Dopo avere condiviso la protesta aventiniana che sfociò in un nuovo rifiuto del re ad intervenire a difesa delle libertà statutarie (già due anni prima, assieme a Giovanni Amendola aveva senza successo cercato di ottenere dal sovrano la firma al decreto di stato d'assedio), fu costretto a deporre temporaneamente le armi della lotta politica, pur continuando fino al 1928 nelle aule di tribunale una sua significativa battaglia nel tentativo di salvaguardare le garanzie statutarie. Nel momento in cui vedeva con amarezza la distruzione della ricca fioritura di opere sociali cattoliche che nel corso di venticinque anni di attivissima militanza aveva contribuito a realizzare, ed insieme la fine della prima esperienza partitica dei cattolici italiani, per la quale fin dagli anni della primissima giovinezza si era battuto, forzatamente dovette rassegnarsi ad una lunga e dignitosa attesa, preparando con discrezione e coerenza la stagione della riscossa democratica. Ritornò alla professione dì avvocato e si dedicò anche alla pubblicazione di alcune impegnate ricerche di storia e spiritualità. Dopo la lunga parentesi fascista, rientrò in contatto con la politica attiva.
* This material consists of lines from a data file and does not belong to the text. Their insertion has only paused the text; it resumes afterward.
PR #11776, opened 2022-04-23
G3 2022 w4 #11112 Fixed some more of the load time issue

a19simru:
I have improved the speed at witch the file loads when using larger databases. What I have changed is the way that the for($i=0;$i<70;$i++){} loop in contributionservice.php works.  This loop makes 4 queries that all count the number of rows in that database that match with the query parameters. This would mean that we have 70 iterations of the loop times 4 queries equalling 280 queries total. But the way that the queries are done actually uses two queries per row count. Meaning that we actually have a total of 560 queries. This was because we used to use the syntax fetchAll() after every query as a part of the counting process. fetchAll() is a query in and of itself. I have changed this to need only the expected 280 by replacing fetchAll().  Meaning that we now have 280 queries less than previously. I also needed to change the way that some functions in contribution.js accessed this data. Since it used to be stored in a superfluously large array. Now its stored as a more practical int. 

To test that the site still works after changes just switch to branch G3-2022-W4-#11112 and go to http://localhost/LenaSYS/DuggaSys/contribution.php.

To test that load time is faster use that software that b20jonlu used to measure load difference while using the largest database we have.

### DIFF
--- a/DuggaSys/contribution.js
+++ b/DuggaSys/contribution.js
@@ -152,6 +152,7 @@ function renderBarDiagram(data) {
   var maxDayCount = 0;
   for (var i = 0; i < 7 * numOfWeeks; i++) {
     var day = data['count'][dateString];
+    //console.log(data['count']);
     var commits = parseInt(day["commits"][0][0]);
     var events = parseInt(day["events"][0][0]);
     var comments = parseInt(day["comments"][0][0]);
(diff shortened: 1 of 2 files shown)


a20behta:
Currently looks like the changes increased the load time not decreased it. 

our weekly merge performance using the built in functionality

All'indomani dell’8 settembre 1943, Raimondo Manzini , direttore de «L'Avvenire d'Italia» ricevette una telefonata di Spataro da Roma, per sollecitarlo a recarsi ad assumere l'incarico di rappresentare la DC in sede nazionale oltre ad esercitare il coordinamento a Bologna. Accettò l'invito. I figli hanno testimoniato che per ben due volte fu messo dai fascisti in una lista di proscrizione: nel dicembre 1944 e nell’aprile 1945. Nell'immediato dopoguerra venne nominato presidente dell'Ordine degli avvocati di Bologna. Il suo nome è stato dato ad una strada di Bologna.
Ha pubblicato: Per gli avvocati bolognesi vittime dei nazifascisti, Discorso commemorativo, pronunciato a Bologna il 25 novembre 1945 nell'aula della Corte d'Assise, in «Critica Penale», n. 1, fasc. I, gennaio-febbraio 1946. [A-TE]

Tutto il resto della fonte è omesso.